=== Section Start ===

PR #1193, opened 2024-09-06
GPU Batch 10

mborland:
The focus of this PR was to round out support for the distribution now that many of the fundamental special functions have GPU support. Adds support to the following distributions: inverse gaussian, lognormal, non central beta, non central f, non central chi squared, negative binomial, normal, pareto, poisson, rayleigh, students t, triangular and uniform.

The three remaining unsupported distributions are the hyperexponential, hypergeometric, and non-central t. The first two need  related special functions support. Non-central T needs GPU support for quadrature built out, specifically exp-sinh. My initial thoughts are restricting quadrature to NVCC and NVRTC based on available APIs for memory allocations, but we will see.

On device CI runs can be found: https://github.com/cppalliance/cuda-math/pull/21.

CC: @dschmitz89, @izaid, @steppi.

### DIFF
--- a/doc/distributions/inverse_gaussian.qbk
+++ b/doc/distributions/inverse_gaussian.qbk
@@ -12,11 +12,11 @@
       typedef RealType value_type;
       typedef Policy   policy_type;
 
-      inverse_gaussian_distribution(RealType mean = 1, RealType scale = 1);
+      BOOST_MATH_GPU_ENABLED inverse_gaussian_distribution(RealType mean = 1, RealType scale = 1);
 
-      RealType mean()const; // mean default 1.
-      RealType scale()const; // Optional scale, default 1 (unscaled).
-      RealType shape()const; // Shape = scale/mean.
+      BOOST_MATH_GPU_ENABLED RealType mean()const; // mean default 1.
+      BOOST_MATH_GPU_ENABLED RealType scale()const; // Optional scale, default 1 (unscaled).
+      BOOST_MATH_GPU_ENABLED RealType shape()const; // Shape = scale/mean.
    };
    typedef inverse_gaussian_distribution<double> inverse_gaussian;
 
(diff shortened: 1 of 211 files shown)


jzmaddock:
The use of quadrature in the non central T is a new addition to improve accuracy in the tails: IMO it would not be unreasonable to disable this on the GPU.  Likewise there may be other functions which need slimming down for GPU usage, even though that may mean a lower quality of implementation.  The trick is deciding where to draw the line ;)

mborland:
> The use of quadrature in the non central T is a new addition to improve accuracy in the tails: IMO it would not be unreasonable to disable this on the GPU. Likewise there may be other functions which need slimming down for GPU usage, even though that may mean a lower quality of implementation. The trick is deciding where to draw the line ;)

That makes sense. Now that we have more substantial testing there are some clear outliers appearing in testing run time: https://github.com/cppalliance/cuda-math/actions/runs/10741618717/job/29792448169?pr=21#step:9:262. Once things are correct we can take optimization steps. @NAThompson is also interested in the prospect of the quadrature algorithms being used by others on device.

jzmaddock:
>  @NAThompson is also interested in the prospect of the quadrature algorithms being used by others on device.

Nod, that's actually a good use case given that the algorithms are in principle massively parallel.  In that case it probably makes more sense for the Integrand to be on the device, and the quadrature routine the glue that pulls the results together?

mborland:
> > @NAThompson is also interested in the prospect of the quadrature algorithms being used by others on device.
> 
> Nod, that's actually a good use case given that the algorithms are in principle massively parallel. In that case it probably makes more sense for the Integrand to be on the device, and the quadrature routine the glue that pulls the results together?

I think so. I have to work through how to make a shared memory region on the device that won't be leaked. Right now nick uses a shared_ptr to vectors with all the data. Neither of those facilities are available on device. CUDA has a version if malloc and free which make it easy enough to implement vector, but a shared pointer is more involved.

PR #1199, opened 2024-09-15
cmake: directly define project version

lucascolley:
See explanation and discussion at https://lists.boost.org/Archives/boost/2024/09/257793.php. cc @pdimov, x-ref https://github.com/scipy/scipy/pull/21270

### DIFF
--- a/CMakeLists.txt
+++ b/CMakeLists.txt
@@ -5,7 +5,7 @@
 
 cmake_minimum_required(VERSION 3.5...3.16)
 
-project(boost_math VERSION "${BOOST_SUPERPROJECT_VERSION}" LANGUAGES CXX)
+project(boost_math VERSION 1.87.0 LANGUAGES CXX)
 
 add_library(boost_math INTERFACE)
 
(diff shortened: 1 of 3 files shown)


mborland:
These changes look fine to me. The real question is will this be better for you? About 2 years ago when Scipy moved to using the Boost.Math standalone submodule (https://github.com/scipy/scipy/pull/17432) you were able to start tracking the head commit of math instead of having to wait for the tri-annual release. Won't this put you back in a position where you are waiting potentially months for fixes or features? Example. I am pretty sure your implementation of the Landau distribution relies on ours right now (through `_ufuncs`), but the Landau distribution has not made any official release for us yet and will not until 11 December at the earliest.

mborland:
> Indeed, there is a trade-off to be made there. We haven't made that decision yet, but these changes will enable us to go either way.

Sounds good. Since this adds a maintenance burden of like 30 seconds every 4 months I am not opposed.

lucascolley:
Thanks!

PR #1207, opened 2024-10-10
Make sure we don't activate float128 use when explicitly disabled

mborland:
@kursatyurt can you please give this patch a go and see if it solves your issue? If not can you please add a minimal reproducer and toolchain used to your issue. Thanks


kursatyurt:
@mborland Thanks, this solves the issue. I will write a reproducer if I can find time. 
I am using `nvcc 12.2`. It was in a more complex project with Kokkos; hopefully, I can write a minimal example.

jzmaddock:
Thanks guys, looks good to me!

PR #1208, opened 2024-10-10
More fixes for path of compile tests

mborland:


pdimov:
Wouldn't it be easier to use `INCLUDE_DIRECTORIES ../include_private` in `test/CMakeLists.txt`? That's what `test/Jamfile` does:

https://github.com/boostorg/math/blob/522989011aca84e375e71b3a571007c2fbb9bd6d/test/Jamfile.v2#L75

Also, `boost_test[_jamfile]` supports global variables such as `BOOST_TEST_LINK_LIBRARIES` (and `BOOST_TEST_INCLUDE_DIRECTORIES`) that can be used to factor out the common parts. These are the equivalent of putting things in Jamfile's project requirements.

PR #1212, opened 2024-10-15
Fix many, many obvious test bugs

rdoeffinger:
Needed for tests to pass with 128 bit long double types


mborland (approved):
These changes all look reasonable to me. I approved the CI run.

mborland:
Only CI failure is fail to clone on an s390x device (happens semi-regularly). Merging.

test/test_autodiff_2.cpp
```diff
@@ -536,7 +547,7 @@ BOOST_AUTO_TEST_CASE_TEMPLATE(atan2_function, T, all_float_types) {
     auto y = y_sampler.next();
 
     auto autodiff_v = atan2(make_fvar<T, m>(x), make_fvar<T, m>(y));
-    auto anchor_v = atan2(x, y);
+    auto anchor_v = atan2_wrap(x, y);
```
jzmaddock, line 550: Just curious: what was the issue here?  Surely the `using std::atan2` should take care of things?

PR #1214, opened 2024-10-15
Update tests to take promote_double policy into account

rdoeffinger:
Makes it easier to change its default to false in the future. The remaining failing tests are test_nc_chi_squared test_bessel_j_prime and test_bessel_y_prime.
They probably have incorrect logic for the double == long double case already now.


rdoeffinger:
I am unable to see a connection between the test failures and this change...

PR #1216, opened 2024-10-23
fix: define BOOST_MATH_NO_LONG_DOUBLE_MATH_FUNCTIONS for emscripten

### LINKED ISSUE #1215: emscripten builds need BOOST_MATH_NO_LONG_DOUBLE_MATH_FUNCTIONS
Using boost::math when compiling to wasm32 via emscripten is not possible out of the box right now because `BOOST_MATH_NO_LONG_DOUBLE_MATH_FUNCTIONS` is not defined.

It seems like this is a regression that was introduced by the following PR #753 which seems to be related to #728 and #729.

@jzmaddock to me it looks like uncommenting the `define` in `config.hpp`

```
#if (defined(__NetBSD__) || defined(__EMSCRIPTEN__)\
   || (defined(__hppa) && !defined(__OpenBSD__)) || (defined(__NO_LONG_DOUBLE_MATH) && (DBL_MANT_DIG != LDBL_MANT_DIG))) \
   && !defined(BOOST_MATH_NO_LONG_DOUBLE_MATH_FUNCTIONS)
//#  define BOOST_MATH_NO_LONG_DOUBLE_MATH_FUNCTIONS
#endif`
```

would solve the problem and i'd happily prepare a PR if you see no negative consequences for `NetBSD` and `hppa` since they would also get affected by this change.

NickelWenzel:
Extracted check for `emscripten` and define `BOOST_MATH_NO_LONG_DOUBLE_MATH_FUNCTIONS` in case it wasn't previously defined.

This should fix #1215.

### DIFF
--- a/include/boost/math/tools/config.hpp
+++ b/include/boost/math/tools/config.hpp
@@ -220,10 +220,14 @@
 
 #include <boost/math/tools/user.hpp>
 
-#if (defined(__NetBSD__) || defined(__EMSCRIPTEN__)\
+#if (defined(__NetBSD__)\
    || (defined(__hppa) && !defined(__OpenBSD__)) || (defined(__NO_LONG_DOUBLE_MATH) && (DBL_MANT_DIG != LDBL_MANT_DIG))) \
    && !defined(BOOST_MATH_NO_LONG_DOUBLE_MATH_FUNCTIONS)
 //#  define BOOST_MATH_NO_LONG_DOUBLE_MATH_FUNCTIONS
+#endif
+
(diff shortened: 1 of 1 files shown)


NickelWenzel:
@mborland could you maybe trigger the drone pipeline again, the clone step did not succeed for some configuration: https://drone.cpp.al/boostorg/math/2113/286/1

mborland:
> @mborland could you maybe trigger the drone pipeline again, the clone step did not succeed for some configuration: https://drone.cpp.al/boostorg/math/2113/286/1

That happens periodically with on that specific platform. I think we're safe to merge.

PR #1219, opened 2024-10-29
Merge to master for 1.87

mborland:


mborland:
@jzmaddock, @NAThompson, and @ckormanyos is there anything else that you'd like to see in this release? I'm merging a bit early since tomorrow is the deadline for major changes. Since our diff stat sitting at about 145K LOC because all of the CUDA-fication I would classify these changes as major.

PR #1222, opened 2024-11-28
Fix clang warning when compiling with -ffast-math: use of infinity is undefined behavior due to the currently enabled floating-point options

pps83:
Fixes the following warning:
```
C:\boost_1_86_0\boost/math/ccmath/isinf.hpp(29,69): warning : use of infinity is undefined behavior due to the currently enabled floating-point options [-Wnan-infinity-disabled]
C:\boost_1_86_0\boost/math/ccmath/isinf.hpp(29,25): warning : use of infinity is undefined behavior due to the currently enabled floating-point options [-Wnan-infinity-disabled]
C:\boost_1_86_0\boost/math/ccmath/ldexp.hpp(50,38): note: in instantiation of function template specialization 'boost::math::ccmath::isinf<float>' requested here
C:\boost_1_86_0\boost/math/ccmath/ldexp.hpp(69,33): note: in instantiation of function template specialization 'boost::math::ccmath::ldexp<float, true>' requested here
```

### DIFF
--- a/include/boost/math/ccmath/isinf.hpp
+++ b/include/boost/math/ccmath/isinf.hpp
@@ -25,6 +25,7 @@ constexpr bool isinf BOOST_MATH_PREVENT_MACRO_SUBSTITUTION(T x) noexcept
 #if defined(__clang_major__) && __clang_major__ >= 6
 #pragma clang diagnostic push
 #pragma clang diagnostic ignored "-Wtautological-constant-compare"
+#pragma clang diagnostic ignored "-Wnan-infinity-disabled"
 #endif
             return x == std::numeric_limits<T>::infinity() || -x == std::numeric_limits<T>::infinity();
 #if defined(__clang_major__) && __clang_major__ >= 6


pps83:
the question is: should this be suppressed or not? with `-fast-math` I get tons of warnings from this code.

jzmaddock:
> the question is: should this be suppressed or not? with -fast-math I get tons of warnings from this code.

As long as -ffast-math doesn't break the code, then yes it should be suppressed I would say.

pps83:
@mborland can you please check the PR?

mborland (approved):

ckormanyos:
Hi folks, this thing just broke my CI in an unrelated project, in which I have `-Werror` activated. I think or maybe it seems like It seems that some `__clang_major` versions are caught by the test on greater than `6`.

See also this [broken CI](https://github.com/ckormanyos/wide-decimal/actions/runs/12365013148/job/34509258897#step:5:33).

I haven't quite figured out the exact way to weed through all the compilers yet, but I think a higher version check _might_ be needed. But I also got red on version `15`.

Cc: @jzmaddock and @mborland

PR #1223, opened 2024-12-06
Suppress unused parameter warnings

Flamefire:


mborland (approved):
LGTM. There's no reason this should impact linear regression on windows. I'll check that out post-merge.

PR #1225, opened 2024-12-17
Change minimum clang version for -Wnan-infinity-disabled

mborland:
Fixes breakage introduced in #1222 

CC: @ckormanyos


ckormanyos:
Hi Matt thank you for looking into this. It appears as though an unrelated slight change in runners is freaking out on our old friend Bernoulli.

Cc: @mborland

ckormanyos:
Hi Matt (@mborland) the reason for failing here was addressed in #1226, as discussed there.

So that is fixed now and in develop.

Cc: @jzmaddock

PR #1363, opened 2026-02-17
Fixes ibeta for large arguments

### LINKED ISSUE #1361: `ibeta` series fails to converge for large a,b and x close to a/(a+b)
When $a, b \gg 1$ and $x \approx a / (a+b)$, the incomplete beta function (`ibeta`) will throw an error because the series expansion doesn't converge. This was first found in https://github.com/scipy/scipy/issues/24566

```C++
typedef double T;

T a = 3.1622776601699636e+16; 
T b = 3.130654883566682e+18;
T x = 0.010000000000005001;

std::cout << boost::math::ibeta(a, b, x + 1e-12) << std::endl; // 0.50713
std::cout << boost::math::ibeta(a, b, x - 1e-12) << std::endl; // 0.49287

// Error in function boost::math::ibeta: Series evaluation exceeded 1000000 iterations, giving up now.
std::cout << std::setprecision(64) << boost::math::ibeta(a, b, x + 1e-13)<< std::endl; 
return 0;
```
The issue is with continued fraction in [here](https://github.com/boostorg/math/blob/c42193db07aef6f69a439815a9310729282587c7/include/boost/math/special_functions/beta.hpp#L860C1-L860C118). I've tried using the `erf` asymptotic expansion [here](https://github.com/boostorg/math/blob/c42193db07aef6f69a439815a9310729282587c7/include/boost/math/special_functions/beta.hpp#L1136C1-L1136C109), but it gave horrible results. 

I came up with a tentative solution in Python that is somewhat accurate, but it feels quite hacky. In the asymptotic expansion above ([here](https://github.com/boostorg/math/blob/c42193db07aef6f69a439815a9310729282587c7/include/boost/math/special_functions/beta.hpp#L1136C1-L1136C109)), it solves for 
```math
\eta^2 = -2 \left( x_0 \ln\left(\frac{x}{x_0}\right) + (1-x_0) \ln\left(\frac{1-x}{1-x_0}\right) \right)
```
where $x_0 = a/(a+b)$. Some care needs to be taken to see if $\eta$ is positive or negative, but this is already handled in the implementation. When $x \approx x_0$, we can Taylor expand about $x_0$ to find the approximate solution 
```math
\eta \approx \frac{x - x_0}{\sqrt{x_0(1-x_0)}}.
```
This taylor approximation actually works fairly well for the example above. When more terms are include in the continued fraction, it seems to be converging to the result in the function `ibeta_large_ab` with the taylor approximation for $\eta$. 

I only see two issues in regards to using the taylor expansion for $\eta$. First, why does the taylor expansion of $\eta$ give a more accurate result for `ibeta` than using the entire equation for $\eta$? Is it some sort of precision issue with the logs? Second, if we _should_ taylor expand $\eta$, in what regime is this accurate? I found that for $x_0 \pm \delta$ where $\delta < 10^{-13}$ the series fails to converge and the expansion works well. Should $10^{-13}$ just be hard coded into the function [here](https://github.com/boostorg/math/blob/c42193db07aef6f69a439815a9310729282587c7/include/boost/math/special_functions/beta.hpp#L1136C1-L1136C109)?

JacobHass8:
Closes #1361 and https://github.com/scipy/scipy/issues/24566.

Only the expansion for $\eta$ has been added. When to use the erf expansion and relevant tests need to be added.

### DIFF
--- a/include/boost/math/special_functions/beta.hpp
+++ b/include/boost/math/special_functions/beta.hpp
@@ -816,25 +816,25 @@ struct ibeta_fraction2_t
 {
    typedef boost::math::pair<T, T> result_type;
 
-   BOOST_MATH_GPU_ENABLED ibeta_fraction2_t(T a_, T b_, T x_, T y_) : a(a_), b(b_), x(x_), y(y_), m(static_cast<T>(0)) {}
+   BOOST_MATH_GPU_ENABLED ibeta_fraction2_t(T a_, T b_, T x_, T y_) : a(a_), b(b_), x(x_), y(y_), m(0) {}
 
    BOOST_MATH_GPU_ENABLED result_type operator()()
    {
       T denom = (a + 2 * m - 1);
       T aN = (m * (a + m - 1) / denom) * ((a + b + m - 1) / denom) * (b - m) * x * x;
 
-      T bN = m;
+      T bN = static_cast<T>(m);
       bN += (m * (b - m) * x) / (a + 2*m - 1);
       bN += ((a + m) * (a * y - b * x + 1 + m *(2 - x))) / (a + 2*m + 1);
 
-      m += 1;
+      ++m;
 
       return boost::math::make_pair(aN, bN);
    }
 
 private:
    T a, b, x, y;
-   T m;
+   int m;
 };
 //
 // Evaluate the incomplete beta via the continued fraction representation:


JacobHass8:
> In this case non-convergence isn't exceptional, it's somewhat expected right? Passing a modified policy to `ibeta_fraction2` like `ignore_error` would keep you from throwing at that check. Then this works:

I think that should work! I'm not very familiar with policies though. How would I modify the policy to `ignore_error` on within `ibeta_imp`?

JacobHass8:
@jzmaddock it looks like everything is squared away _except_ macos. I'm not really sure what to do about this because I'm running linux. The tests aren't even close to correct. The monotonicty test is failing with the error
```bash
Tests run with Clang version 17.0.0 (clang-1700.0.13.5), libc++ version 190102, Mac OS
Testing spot values with type double
./test_ibeta.hpp:508: error: in "test_main": ibeta not monotonically increasing above a/(a+b) for ibeta(10000000272564224, 9965820922822656, 0.50085594650495679) and delta=1e-10: [0.72326017914593033 >= 0.80645954095361849]
./test_ibeta.hpp:508: error: in "test_main": ibeta not monotonically increasing above a/(a+b) for ibeta(31622776601699636, 3.1306548835666821e+18, 0.010000000000005001) and delta=9.9999999999999998e-13: [0.63702741474523428 >= 0.9052874276409012]
./test_ibeta.hpp:510: error: in "test_main": ibeta not monotonically increasing below a/(a+b) for ibeta(31622776601699636, 3.1306548835666821e+18, 0.010000000000005001) and delta=9.9999999999999998e-13: [0.069925125891538167 >= 0.75500647219182093]
```
For reference, here are the tests
<p>

```C++
T a_values[2] = {10000000272564224, 3.1622776601699636e+16};
T b_values[2] = {9965820922822656, 3.130654883566682e+18};
T delta[8] = {0, 1e-15, 1e-14, 1e-13, 1e-12, 1e-11, 1e-10, 1e-9};
T a, b, x;
for (unsigned int i=0; i<2; i++){
  a = a_values[i];
  b = b_values[i];
  x = a / (a+b); // roughly the median of ibeta

  for (unsigned int j=0; j < 7; j++)
  {
     BOOST_CHECK_MESSAGE(boost::math::ibeta(a, b, x + delta[j+1]) > boost::math::ibeta(a, b, x + delta[j]), 
        "ibeta not monotonically increasing above a/(a+b) for ibeta(" << a << ", " << b << ", " << x << ") and delta=" << delta[j] << ": [" << boost::math::ibeta(a, b, x + delta[j+1]) << " >= " << boost::math::ibeta(a, b, x + delta[j]) << "]");
     BOOST_CHECK_MESSAGE(boost::math::ibeta(a, b, x - delta[j]) > boost::math::ibeta(a, b, x - delta[j+1]), 
        "ibeta not monotonically increasing below a/(a+b) for ibeta(" << a << ", " << b << ", " << x << ") and delta=" << delta[j] << ": [" << boost::math::ibeta(a, b, x - delta[j]) << " >= " << boost::math::ibeta(a, b, x - delta[j+1]) << "]");  
  }
}
```
</p>
</details> 
The only thing I can think of is printin more debug information in the log files and seeing what is going wrong. I just want to see if we're using the "erf" approximation or not. I don't want to clog up the github CI pipeline though. Do you have any thoughts?

JacobHass8:
Well, I think I figure out what is going wrong on `macos`. The value calculated [here](https://github.com/boostorg/math/pull/1363/changes#diff-d8163512afb1a16df99e5f6e7d1592401e653ab218055705745d3c37c6cbe8a7R1609) `T local_result = ibeta_power_terms(a, b, x, y, lanczos_type(), normalised, pol);` is very wrong. That's what leads to the overall answer being incorrect. I also checked that `ibeta_power_terms` is using the lanczos approximation on `macos`. 

I'm not sure what to make of this since this implementation works on every other distribution. @jzmaddock do you think it is worth hunting down what the issue is or should I just skip the tests on `macos`? I don't like the idea of skipping the tests for `macos`, but I'm using Ubuntu and don't have a good way of compiling my code with the `macos` distribution.

JacobHass8:
> No indeed, I'm not sure what to suggest.
> 
> I think the changes are a worthy improvement, and the code is in better shape than it was. This is a good thing, and worth including. However, I am wary of including tests which may or may not pass depending on the whim of the platform getting at least one bit correct! Do we have enough tests if we exclude the problematic ones? Maybe back off the size of a and b in the tests a bit - as long as they cover the new code, there's no need to be right out at the bleeding edge. Add some comments to the tests and code as well so that if this comes up again in 10 years we'll have some clue as to what's happening.

Well, I added a ton of comments to the tests and removed the failing tests. Everything should run properly on all architectures now.

jzmaddock:
I don't understand why that would suddenly start failing but it is a conceptual error that needs fixing: hopefully a fix has been pushed now.

JacobHass8:
> I don't understand why that would suddenly start failing but it is a conceptual error that needs fixing: hopefully a fix has been pushed now.

Looks like it's been fixed now. There's only one failing test but it doesn't look like it's associated with this PR.

include/boost/math/special_functions/beta.hpp
```diff
@@ -818,25 +816,25 @@ struct ibeta_fraction2_t
...
-      ++m;
+      m += 1;
 
       return boost::math::make_pair(aN, bN);
    }
 
 private:
    T a, b, x, y;
-   int m;
+   T m;
```
jzmaddock: @JacobHass8 was there a reason to change m from int to T?  It's the reason for the previous failure, but I only just spotted it :(  Generally it makes sense to keep counters as integers I guess.

include/boost/math/special_functions/beta.hpp
```diff
@@ -1181,7 +1192,7 @@ BOOST_MATH_GPU_ENABLED T ibeta_large_ab(T a, T b, T x, T y, bool invert, bool no
    T mul = 1;
    if (!normalised)
       mul = boost::math::beta(a, b, pol);
-
+   // T log_erf_remainder = -0.5 * log(2 * constants::pi<T>() * (a+b)) + a * log(x / x0) + b * log((1-x) / (1-x0)) + log(abs(1/nu - sqrt(x0 * (1-x0)) / (x-x0)));
```
jzmaddock, line 1195: Looks like we could remove this stray line too?

include/boost/math/special_functions/beta.hpp
JacobHass8: I had previously thought there was a precision issue converting the `int` to type `T`. I'll change the code back.

include/boost/math/special_functions/beta.hpp
JacobHass8: Yes, this isn't used anywhere. I left it in, but commented it out, in case anyone in the future wants to go back and look at how accurate the erf approximation is. I'll leave the decision up to you.

JacobHass8:
@jzmaddock I reverted any changes I made when I changed `int m` to `T m`. It looks like this fixed all the conceptual errors as you said. Besides the stray comment above, I think this is ready to merge. I don't care either way about deleting or keeping the line above.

=== Section End ===

In the listing above, please print only the lines from the first one to the line where "The focus of" appears, exactly as written, both of those lines included.

Result for this exercise —
PR #1193, opened 2024-09-06
GPU Batch 10

mborland:
The focus of this PR was to round out support for the distribution now that many of the fundamental special functions have GPU support. Adds support to the following distributions: inverse gaussian, lognormal, non central beta, non central f, non central chi squared, negative binomial, normal, pareto, poisson, rayleigh, students t, triangular and uniform.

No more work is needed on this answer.